Saturday, August 25:
Girl Talk, Dinosaur Jr., Phantogram, Son Volt, Little Barrie, Cotton Mather, King Tuff, Sleepy Kitty

Sunday, August 26:
The Flaming Lips, Dr. Dog, Dawes, Wild Nothing, Cults, Someone Still Loves You Boris Yeltsin, Thee Satisfaction, Pernikoff Brothers

Note: We Are Scientists were originally scheduled to play Sunday but were forced to drop off for health reasons and were replaced by Wild Nothing.

== 2011 LouFest Music Festival ==
The 2011 LouFest Music Festival was held on August 27–28.

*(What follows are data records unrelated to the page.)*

PR #98, opened 2018-12-31
./godcr help

### LINKED ISSUE #51: ./dcrcli help

ademuanthony:
fixes [51](https://github.com/raedahgroup/dcrcli/issues/51).
Added a './dcrcli help [command]' command that shows general help message or specific help message when called with the optional [command] param
This is a replacement for [PR 63](https://github.com/raedahgroup/godcr/pull/63) in which I had some issue and have to take the work to another branch
help-reworked

Individual command
help-rewored-single


cli/commands/help.go
```diff
@@ -0,0 +1,43 @@
...
+
+	return nil
+}
+
+func PrintCommandHelp(appName string, command *flags.Command) {
+	helpParser := flags.NewParser(nil, flags.HelpFlag)
+	helpParser.Name = appName
+	helpParser.Active = command
+	helpParser.WriteHelp(os.Stderr)
+	fmt.Printf("To view application options, use '%s help'\n", config.AppName())
```
barisere: Use `appName` instead of calling `config.AppName`.
Also, this function is equivalent to that in main. Delete the one in main, and use this one there.

barisere (changes requested):
Nice work @ademuanthony, it's almost done. Let's see...

cli/commands/help.go
```diff
@@ -29,7 +29,7 @@ func (h HelpCommand) Run(parser *flags.Parser) error {
 		return fmt.Errorf("unknown command %q", h.Args.CommandName)
 	}
 
-	PrintCommandHelp(targetCommand.Name, targetCommand)
+	PrintCommandHelp(config.AppName(), targetCommand)
```
barisere: `package commands` should not depend on `package config`. That was the purpose of the work we did splitting them. The current app name is registered on the parser as `parser.Name`, use that instead.

cli/commands/commands.go
```diff
@@ -2,10 +2,11 @@ package commands
...
 // Commands defines the commands and options available on the cli
 type Commands struct {
-	Balance         BalanceCommand         `command:"balance" description:"show your balance"`
+	Balance         BalanceCommand         `command:"balance" description:"shows total balance for each account in wallet" long-description:"Shows total balance for each account in wallet. Also shows spendable balance if different from total balance. Use -d/--detailed to view a more detailed balance breakdown"`
 	Send            SendCommand            `command:"send" description:"send a transaction"`
 	SendCustom      SendCustomCommand      `command:"send-custom" description:"send a transaction, manually selecting inputs from unspent outputs"`
 	Receive         ReceiveCommand         `command:"receive" description:"show your address to receive funds"`
 	History         HistoryCommand         `command:"history" description:"show your transaction history"`
 	ShowTransaction ShowTransactionCommand `command:"show-transaction" description:"show details of a transaction"`
+	Help            HelpCommand            `command:"help" description:"show help for a command"`
```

The 2nd year line-up included:

Saturday, August 27:
The Hold Steady, Deerhunter, Questlove (DJ set), Surfer Blood, Dom, Kings Go Forth, Sleepy Sun, Troubadour Dali, Jon Hardy & the Public

Note: The Roots were originally scheduled to headline Saturday night but were forced to cancel due to Hurricane Irene.

Sunday, August 28:
TV on the Radio, Cat Power, !!!, Das Racist, The Low Anthem, Lost in the Trees, UME, Jumbling Towers, Old Lights

== 2010 LouFest Music Festival ==
The 2010 LouFest Music Festival was held on August 28–29.

Saturday, August 28:
Broken Social Scene, Built to Spill, Airborne Toxic Event, Lucero, Titus Andronicus, Adam Reichman, So Many Dynamos, stephaniesǐd, The Bottle Rockets

Note: Northwoods were originally scheduled to play Saturday but dropped off due to a scheduling conflict and were replaced by The Bottle Rockets.

Sunday, August 29:
She & Him, Jeff Tweedy, Alejandro Escovedo, Fruit Bats, Cory Chisel and The Wandering Sons, Gentleman Auction House, Carolina Chocolate Drops, Magnolia Summer, Kim Massie

==Greening==
The festival offers free water refills and discourages the use of plastic bottles. Food and beverage vendors at LouFest are required to only use recyclable or compostable products.